→ **The problem**
All lines of the records below that contain the word "echo" must be listed.

[Materials provided Boundary: Start]

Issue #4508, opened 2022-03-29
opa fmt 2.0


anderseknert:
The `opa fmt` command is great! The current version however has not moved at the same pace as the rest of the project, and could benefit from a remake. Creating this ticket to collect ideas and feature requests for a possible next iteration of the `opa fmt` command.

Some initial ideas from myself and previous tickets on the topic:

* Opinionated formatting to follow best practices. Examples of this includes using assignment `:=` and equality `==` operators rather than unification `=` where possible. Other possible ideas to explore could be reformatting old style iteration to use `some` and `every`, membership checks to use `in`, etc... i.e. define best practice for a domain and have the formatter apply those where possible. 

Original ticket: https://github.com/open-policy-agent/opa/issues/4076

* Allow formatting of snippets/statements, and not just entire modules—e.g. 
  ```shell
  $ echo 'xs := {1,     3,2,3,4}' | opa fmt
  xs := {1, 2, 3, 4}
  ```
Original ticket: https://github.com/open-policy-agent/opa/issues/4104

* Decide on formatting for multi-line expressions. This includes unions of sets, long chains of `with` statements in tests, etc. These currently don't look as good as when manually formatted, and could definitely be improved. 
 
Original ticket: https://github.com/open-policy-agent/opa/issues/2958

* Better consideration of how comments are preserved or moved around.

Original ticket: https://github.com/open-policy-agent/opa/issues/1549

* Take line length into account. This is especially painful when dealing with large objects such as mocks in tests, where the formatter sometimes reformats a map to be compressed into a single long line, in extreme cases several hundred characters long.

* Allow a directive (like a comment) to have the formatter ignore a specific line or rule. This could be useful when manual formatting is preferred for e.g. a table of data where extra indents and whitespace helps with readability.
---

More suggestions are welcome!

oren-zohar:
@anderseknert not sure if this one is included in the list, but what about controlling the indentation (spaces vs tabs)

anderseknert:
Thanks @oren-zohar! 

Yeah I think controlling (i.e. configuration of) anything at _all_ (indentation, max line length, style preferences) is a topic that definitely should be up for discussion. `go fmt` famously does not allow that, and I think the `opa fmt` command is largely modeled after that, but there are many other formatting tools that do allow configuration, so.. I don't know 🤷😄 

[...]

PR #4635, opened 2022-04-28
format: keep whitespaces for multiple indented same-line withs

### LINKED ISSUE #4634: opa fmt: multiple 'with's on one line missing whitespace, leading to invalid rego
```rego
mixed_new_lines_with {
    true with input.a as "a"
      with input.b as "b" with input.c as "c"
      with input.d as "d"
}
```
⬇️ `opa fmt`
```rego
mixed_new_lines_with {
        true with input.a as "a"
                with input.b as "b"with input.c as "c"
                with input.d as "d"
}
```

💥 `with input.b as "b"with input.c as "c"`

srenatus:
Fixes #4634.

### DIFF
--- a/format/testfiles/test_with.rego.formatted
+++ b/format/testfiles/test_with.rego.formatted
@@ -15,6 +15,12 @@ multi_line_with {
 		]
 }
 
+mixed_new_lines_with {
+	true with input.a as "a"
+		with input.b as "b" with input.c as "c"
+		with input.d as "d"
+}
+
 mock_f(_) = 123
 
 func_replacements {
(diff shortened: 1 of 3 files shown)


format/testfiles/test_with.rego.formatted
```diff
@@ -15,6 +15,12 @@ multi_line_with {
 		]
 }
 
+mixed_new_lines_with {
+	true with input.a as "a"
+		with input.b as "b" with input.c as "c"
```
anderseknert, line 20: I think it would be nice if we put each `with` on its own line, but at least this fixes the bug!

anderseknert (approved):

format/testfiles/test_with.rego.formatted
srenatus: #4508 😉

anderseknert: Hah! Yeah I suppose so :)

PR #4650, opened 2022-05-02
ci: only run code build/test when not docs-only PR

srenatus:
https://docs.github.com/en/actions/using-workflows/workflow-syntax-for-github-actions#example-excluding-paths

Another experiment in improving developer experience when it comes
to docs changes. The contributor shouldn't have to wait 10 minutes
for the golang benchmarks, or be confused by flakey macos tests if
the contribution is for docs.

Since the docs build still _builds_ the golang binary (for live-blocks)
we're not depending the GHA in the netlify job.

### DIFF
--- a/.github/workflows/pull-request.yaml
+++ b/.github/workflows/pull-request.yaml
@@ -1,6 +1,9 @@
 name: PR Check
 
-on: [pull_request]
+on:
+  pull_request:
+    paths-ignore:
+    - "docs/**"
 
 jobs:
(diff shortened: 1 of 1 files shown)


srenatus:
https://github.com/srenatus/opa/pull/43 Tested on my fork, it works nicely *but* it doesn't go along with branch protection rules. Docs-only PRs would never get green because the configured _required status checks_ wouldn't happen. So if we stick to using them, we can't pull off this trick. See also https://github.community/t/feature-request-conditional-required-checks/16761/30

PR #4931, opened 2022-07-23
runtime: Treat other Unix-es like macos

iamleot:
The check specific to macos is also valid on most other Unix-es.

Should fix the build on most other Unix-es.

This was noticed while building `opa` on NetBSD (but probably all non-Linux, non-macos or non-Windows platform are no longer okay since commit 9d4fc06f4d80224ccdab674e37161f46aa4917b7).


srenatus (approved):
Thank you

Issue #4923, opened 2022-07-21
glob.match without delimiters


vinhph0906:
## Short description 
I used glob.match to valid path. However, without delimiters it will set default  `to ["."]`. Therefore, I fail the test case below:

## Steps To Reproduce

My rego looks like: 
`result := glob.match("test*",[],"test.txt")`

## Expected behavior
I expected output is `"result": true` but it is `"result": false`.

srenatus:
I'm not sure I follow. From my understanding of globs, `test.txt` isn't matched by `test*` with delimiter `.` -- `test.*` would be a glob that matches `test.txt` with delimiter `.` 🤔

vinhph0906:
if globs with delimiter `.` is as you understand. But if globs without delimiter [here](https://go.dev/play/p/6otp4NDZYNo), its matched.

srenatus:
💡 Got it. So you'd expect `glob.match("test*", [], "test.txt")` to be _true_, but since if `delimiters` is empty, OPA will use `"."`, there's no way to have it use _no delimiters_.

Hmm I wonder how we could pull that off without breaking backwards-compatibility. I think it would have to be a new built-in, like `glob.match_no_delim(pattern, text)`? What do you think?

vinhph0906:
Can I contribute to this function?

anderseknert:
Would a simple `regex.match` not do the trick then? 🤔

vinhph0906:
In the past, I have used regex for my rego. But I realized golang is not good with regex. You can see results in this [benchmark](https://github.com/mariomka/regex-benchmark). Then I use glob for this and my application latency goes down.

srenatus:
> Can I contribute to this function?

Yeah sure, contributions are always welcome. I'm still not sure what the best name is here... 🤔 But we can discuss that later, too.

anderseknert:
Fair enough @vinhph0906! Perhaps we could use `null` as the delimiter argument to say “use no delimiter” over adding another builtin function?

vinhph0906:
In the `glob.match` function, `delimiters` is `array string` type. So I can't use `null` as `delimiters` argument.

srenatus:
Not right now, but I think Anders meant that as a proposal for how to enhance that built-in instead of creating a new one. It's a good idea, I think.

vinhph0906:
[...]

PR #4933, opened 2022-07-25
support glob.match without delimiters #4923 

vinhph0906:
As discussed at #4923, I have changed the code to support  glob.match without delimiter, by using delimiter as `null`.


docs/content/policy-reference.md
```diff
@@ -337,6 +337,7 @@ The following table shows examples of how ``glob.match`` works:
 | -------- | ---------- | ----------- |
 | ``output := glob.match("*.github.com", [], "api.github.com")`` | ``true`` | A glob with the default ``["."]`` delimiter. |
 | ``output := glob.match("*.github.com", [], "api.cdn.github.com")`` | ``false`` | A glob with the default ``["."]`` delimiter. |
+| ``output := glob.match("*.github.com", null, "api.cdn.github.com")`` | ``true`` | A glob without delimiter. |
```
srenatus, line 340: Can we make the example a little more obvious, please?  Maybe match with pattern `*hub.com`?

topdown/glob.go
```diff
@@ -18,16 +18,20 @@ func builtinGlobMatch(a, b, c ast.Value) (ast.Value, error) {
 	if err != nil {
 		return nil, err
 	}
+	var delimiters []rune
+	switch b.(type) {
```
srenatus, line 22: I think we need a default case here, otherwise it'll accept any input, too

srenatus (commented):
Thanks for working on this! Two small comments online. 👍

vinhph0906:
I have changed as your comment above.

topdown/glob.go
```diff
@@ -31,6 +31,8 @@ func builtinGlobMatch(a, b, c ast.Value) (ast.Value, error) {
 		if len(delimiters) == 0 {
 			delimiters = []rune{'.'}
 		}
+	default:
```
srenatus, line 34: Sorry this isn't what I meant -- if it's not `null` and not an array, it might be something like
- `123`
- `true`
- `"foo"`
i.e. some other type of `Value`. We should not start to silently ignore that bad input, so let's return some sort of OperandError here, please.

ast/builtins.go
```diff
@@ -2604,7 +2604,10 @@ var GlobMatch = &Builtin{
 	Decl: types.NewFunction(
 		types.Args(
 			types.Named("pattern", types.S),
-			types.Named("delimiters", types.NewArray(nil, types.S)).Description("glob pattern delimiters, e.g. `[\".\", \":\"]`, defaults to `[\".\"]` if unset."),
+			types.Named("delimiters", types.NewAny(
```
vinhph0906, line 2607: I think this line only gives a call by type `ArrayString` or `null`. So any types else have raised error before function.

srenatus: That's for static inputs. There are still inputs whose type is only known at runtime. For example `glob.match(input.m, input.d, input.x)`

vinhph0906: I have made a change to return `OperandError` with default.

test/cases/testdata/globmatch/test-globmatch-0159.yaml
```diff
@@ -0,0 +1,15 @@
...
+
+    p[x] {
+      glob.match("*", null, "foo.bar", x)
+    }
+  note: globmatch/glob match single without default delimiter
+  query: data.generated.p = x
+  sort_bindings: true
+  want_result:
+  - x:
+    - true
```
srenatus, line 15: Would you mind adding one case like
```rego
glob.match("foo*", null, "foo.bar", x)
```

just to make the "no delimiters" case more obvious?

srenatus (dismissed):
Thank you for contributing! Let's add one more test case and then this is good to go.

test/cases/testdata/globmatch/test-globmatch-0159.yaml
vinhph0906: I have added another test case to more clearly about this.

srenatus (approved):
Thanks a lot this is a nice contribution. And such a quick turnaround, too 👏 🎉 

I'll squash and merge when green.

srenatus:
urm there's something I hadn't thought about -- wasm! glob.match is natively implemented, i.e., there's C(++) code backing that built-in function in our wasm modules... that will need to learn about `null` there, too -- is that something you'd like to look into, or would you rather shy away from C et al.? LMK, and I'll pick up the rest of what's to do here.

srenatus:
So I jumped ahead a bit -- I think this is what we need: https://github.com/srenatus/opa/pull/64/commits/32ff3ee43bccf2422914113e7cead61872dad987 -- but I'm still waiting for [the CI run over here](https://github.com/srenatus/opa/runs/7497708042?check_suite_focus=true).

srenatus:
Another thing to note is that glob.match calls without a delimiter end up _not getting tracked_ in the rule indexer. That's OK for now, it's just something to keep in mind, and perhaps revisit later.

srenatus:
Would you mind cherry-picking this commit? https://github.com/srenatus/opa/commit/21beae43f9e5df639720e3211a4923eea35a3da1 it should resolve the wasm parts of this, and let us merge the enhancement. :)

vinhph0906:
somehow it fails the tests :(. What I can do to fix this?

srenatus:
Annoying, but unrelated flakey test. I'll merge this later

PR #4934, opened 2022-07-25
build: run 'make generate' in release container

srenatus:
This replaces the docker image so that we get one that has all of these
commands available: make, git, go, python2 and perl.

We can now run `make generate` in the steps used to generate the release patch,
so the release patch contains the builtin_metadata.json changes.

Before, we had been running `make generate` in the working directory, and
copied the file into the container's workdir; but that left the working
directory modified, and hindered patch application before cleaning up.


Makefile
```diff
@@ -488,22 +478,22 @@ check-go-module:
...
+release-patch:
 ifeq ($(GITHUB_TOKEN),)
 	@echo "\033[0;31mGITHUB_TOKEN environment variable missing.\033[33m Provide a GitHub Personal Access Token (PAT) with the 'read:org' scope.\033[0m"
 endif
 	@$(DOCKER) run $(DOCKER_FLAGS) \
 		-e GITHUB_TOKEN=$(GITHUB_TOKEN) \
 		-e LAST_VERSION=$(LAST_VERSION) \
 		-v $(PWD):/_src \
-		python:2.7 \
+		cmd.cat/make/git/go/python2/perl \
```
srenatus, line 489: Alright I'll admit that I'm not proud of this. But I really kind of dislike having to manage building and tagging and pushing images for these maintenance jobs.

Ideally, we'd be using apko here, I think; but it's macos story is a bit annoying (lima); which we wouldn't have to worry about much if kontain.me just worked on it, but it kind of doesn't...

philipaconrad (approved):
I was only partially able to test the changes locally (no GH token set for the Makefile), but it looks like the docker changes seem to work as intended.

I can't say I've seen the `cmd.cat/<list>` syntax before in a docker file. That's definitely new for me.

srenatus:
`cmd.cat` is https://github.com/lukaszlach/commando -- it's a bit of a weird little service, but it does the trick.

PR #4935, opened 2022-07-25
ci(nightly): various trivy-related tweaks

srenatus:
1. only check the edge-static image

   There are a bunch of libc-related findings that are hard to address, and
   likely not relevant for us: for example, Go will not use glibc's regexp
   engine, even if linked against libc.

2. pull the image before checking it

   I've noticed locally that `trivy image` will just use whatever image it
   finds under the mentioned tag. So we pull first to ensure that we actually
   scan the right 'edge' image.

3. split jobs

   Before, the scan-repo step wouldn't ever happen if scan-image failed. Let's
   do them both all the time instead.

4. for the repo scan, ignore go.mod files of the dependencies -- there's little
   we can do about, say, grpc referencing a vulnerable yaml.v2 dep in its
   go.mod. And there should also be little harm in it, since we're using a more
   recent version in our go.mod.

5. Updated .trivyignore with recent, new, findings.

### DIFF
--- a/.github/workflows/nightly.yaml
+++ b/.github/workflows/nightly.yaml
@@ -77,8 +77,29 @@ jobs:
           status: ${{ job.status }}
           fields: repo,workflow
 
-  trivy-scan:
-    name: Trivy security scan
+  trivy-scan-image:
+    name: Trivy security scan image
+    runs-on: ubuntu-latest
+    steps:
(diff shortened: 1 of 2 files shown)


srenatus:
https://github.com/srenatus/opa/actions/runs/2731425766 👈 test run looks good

[Materials provided Boundary: End]
[Materials provided Boundary: Start]

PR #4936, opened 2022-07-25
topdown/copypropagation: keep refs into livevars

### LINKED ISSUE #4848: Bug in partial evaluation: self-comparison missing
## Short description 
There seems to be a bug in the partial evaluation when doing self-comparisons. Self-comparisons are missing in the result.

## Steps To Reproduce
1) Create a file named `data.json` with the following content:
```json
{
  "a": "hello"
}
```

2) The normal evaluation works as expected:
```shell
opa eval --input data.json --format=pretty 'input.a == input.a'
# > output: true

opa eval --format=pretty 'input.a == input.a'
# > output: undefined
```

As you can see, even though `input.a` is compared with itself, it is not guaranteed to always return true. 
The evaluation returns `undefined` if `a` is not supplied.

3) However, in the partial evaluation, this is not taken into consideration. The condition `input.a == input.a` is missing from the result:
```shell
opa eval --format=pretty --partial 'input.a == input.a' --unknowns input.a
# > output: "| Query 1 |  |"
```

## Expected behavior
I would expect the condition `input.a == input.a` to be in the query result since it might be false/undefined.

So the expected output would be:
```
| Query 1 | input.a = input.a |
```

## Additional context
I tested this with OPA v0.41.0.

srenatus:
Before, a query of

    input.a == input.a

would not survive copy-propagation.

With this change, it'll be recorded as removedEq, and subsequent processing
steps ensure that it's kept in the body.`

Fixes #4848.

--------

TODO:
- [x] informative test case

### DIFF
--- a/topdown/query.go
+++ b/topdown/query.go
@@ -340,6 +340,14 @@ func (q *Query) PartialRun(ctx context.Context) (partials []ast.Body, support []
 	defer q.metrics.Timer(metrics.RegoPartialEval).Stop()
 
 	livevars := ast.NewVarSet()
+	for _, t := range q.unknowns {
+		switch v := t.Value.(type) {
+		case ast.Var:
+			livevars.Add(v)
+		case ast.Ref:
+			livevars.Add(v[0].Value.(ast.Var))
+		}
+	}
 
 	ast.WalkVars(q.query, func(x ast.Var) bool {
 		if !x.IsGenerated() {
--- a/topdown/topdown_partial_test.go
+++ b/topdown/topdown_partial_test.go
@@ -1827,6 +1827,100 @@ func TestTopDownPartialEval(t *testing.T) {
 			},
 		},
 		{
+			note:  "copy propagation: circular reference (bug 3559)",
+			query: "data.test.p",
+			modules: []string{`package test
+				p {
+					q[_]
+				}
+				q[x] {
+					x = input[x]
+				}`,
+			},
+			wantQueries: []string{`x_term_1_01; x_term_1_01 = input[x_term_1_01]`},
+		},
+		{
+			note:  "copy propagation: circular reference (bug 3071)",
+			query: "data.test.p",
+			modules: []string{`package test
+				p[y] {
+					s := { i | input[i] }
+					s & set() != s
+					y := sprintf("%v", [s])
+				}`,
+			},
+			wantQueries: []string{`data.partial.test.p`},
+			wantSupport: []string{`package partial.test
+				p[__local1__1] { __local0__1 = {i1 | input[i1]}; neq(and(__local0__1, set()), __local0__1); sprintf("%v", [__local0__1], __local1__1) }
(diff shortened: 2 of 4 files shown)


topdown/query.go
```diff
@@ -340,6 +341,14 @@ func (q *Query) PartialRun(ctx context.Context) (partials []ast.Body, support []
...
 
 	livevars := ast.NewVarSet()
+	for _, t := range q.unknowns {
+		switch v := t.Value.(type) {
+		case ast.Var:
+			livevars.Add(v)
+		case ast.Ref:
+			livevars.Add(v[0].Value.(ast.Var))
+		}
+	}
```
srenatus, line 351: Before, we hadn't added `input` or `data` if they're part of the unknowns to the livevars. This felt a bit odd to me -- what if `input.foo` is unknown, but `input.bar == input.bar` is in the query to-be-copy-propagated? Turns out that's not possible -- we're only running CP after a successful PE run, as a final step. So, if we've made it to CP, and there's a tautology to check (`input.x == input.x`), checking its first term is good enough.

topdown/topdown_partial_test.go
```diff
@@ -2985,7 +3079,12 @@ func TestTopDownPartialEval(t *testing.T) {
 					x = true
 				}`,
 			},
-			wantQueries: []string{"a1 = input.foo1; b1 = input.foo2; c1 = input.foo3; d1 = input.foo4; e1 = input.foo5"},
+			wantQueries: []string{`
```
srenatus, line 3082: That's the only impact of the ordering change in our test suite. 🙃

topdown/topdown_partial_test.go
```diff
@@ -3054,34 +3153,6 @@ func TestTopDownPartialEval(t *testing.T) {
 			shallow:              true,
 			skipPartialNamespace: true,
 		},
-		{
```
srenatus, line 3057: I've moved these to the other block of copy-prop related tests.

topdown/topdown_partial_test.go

[Materials provided Boundary: End]
[Materials provided Boundary: Start]

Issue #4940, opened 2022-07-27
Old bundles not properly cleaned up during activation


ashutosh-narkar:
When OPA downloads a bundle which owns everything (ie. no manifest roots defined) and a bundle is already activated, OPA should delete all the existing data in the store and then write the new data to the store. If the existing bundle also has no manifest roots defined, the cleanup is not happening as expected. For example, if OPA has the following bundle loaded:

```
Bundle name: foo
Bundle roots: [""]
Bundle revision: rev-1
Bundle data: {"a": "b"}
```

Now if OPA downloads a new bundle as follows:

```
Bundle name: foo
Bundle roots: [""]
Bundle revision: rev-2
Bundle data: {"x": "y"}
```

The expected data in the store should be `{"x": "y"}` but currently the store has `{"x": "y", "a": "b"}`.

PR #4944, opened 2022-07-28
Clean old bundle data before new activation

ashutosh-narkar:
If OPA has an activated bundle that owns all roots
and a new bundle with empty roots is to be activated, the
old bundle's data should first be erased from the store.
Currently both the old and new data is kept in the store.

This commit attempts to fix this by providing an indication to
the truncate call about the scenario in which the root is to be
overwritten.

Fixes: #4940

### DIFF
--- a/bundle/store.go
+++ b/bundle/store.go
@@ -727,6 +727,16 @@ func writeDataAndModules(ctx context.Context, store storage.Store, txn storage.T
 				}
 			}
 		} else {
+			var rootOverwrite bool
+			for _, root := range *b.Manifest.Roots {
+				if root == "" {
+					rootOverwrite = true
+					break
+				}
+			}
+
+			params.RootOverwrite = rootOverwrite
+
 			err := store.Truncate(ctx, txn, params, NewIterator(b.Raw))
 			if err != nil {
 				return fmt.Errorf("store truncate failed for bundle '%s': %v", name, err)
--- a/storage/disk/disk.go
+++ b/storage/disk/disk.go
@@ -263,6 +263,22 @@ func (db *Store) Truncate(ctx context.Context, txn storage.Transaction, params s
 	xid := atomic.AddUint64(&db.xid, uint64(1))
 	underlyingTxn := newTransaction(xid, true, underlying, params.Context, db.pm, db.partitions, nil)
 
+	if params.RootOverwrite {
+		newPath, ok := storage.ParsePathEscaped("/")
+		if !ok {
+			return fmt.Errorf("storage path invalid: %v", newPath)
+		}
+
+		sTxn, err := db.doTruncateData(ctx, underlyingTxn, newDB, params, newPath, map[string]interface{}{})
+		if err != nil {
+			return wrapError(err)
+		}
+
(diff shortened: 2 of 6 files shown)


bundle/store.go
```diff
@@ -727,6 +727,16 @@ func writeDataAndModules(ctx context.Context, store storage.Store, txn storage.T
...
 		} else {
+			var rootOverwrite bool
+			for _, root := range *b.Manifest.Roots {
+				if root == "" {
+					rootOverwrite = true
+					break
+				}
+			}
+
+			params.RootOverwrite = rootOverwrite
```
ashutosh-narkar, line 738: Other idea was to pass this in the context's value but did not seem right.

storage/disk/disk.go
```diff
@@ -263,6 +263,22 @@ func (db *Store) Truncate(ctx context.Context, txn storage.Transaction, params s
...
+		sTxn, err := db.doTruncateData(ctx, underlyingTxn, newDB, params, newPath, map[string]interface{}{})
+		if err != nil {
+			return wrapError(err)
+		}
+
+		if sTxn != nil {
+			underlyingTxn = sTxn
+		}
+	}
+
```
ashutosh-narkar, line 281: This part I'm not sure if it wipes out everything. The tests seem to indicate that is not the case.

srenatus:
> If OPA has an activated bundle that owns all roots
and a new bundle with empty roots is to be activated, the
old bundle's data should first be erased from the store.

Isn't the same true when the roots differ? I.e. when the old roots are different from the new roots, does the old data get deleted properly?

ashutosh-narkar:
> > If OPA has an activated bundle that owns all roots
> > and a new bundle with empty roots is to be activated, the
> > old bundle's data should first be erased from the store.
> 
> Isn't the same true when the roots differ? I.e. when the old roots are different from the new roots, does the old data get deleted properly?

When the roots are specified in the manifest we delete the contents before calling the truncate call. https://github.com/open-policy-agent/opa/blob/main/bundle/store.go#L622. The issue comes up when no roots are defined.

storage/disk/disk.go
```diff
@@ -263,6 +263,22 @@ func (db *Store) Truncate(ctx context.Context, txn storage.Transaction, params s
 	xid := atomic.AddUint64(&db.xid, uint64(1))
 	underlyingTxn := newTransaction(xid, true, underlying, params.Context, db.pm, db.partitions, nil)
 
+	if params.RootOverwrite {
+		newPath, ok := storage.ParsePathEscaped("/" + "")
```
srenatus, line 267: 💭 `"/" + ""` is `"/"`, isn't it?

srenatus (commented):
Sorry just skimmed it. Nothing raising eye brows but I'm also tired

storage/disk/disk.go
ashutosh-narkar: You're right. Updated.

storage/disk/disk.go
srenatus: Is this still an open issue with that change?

[Materials provided Boundary: End]

→ **Solved problem**
  $ echo 'xs := {1,     3,2,3,4}' | opa fmt
 	@echo "\033[0;31mGITHUB_TOKEN environment variable missing.\033[33m Provide a GitHub Personal Access Token (PAT) with the 'read:org' scope.\033[0m"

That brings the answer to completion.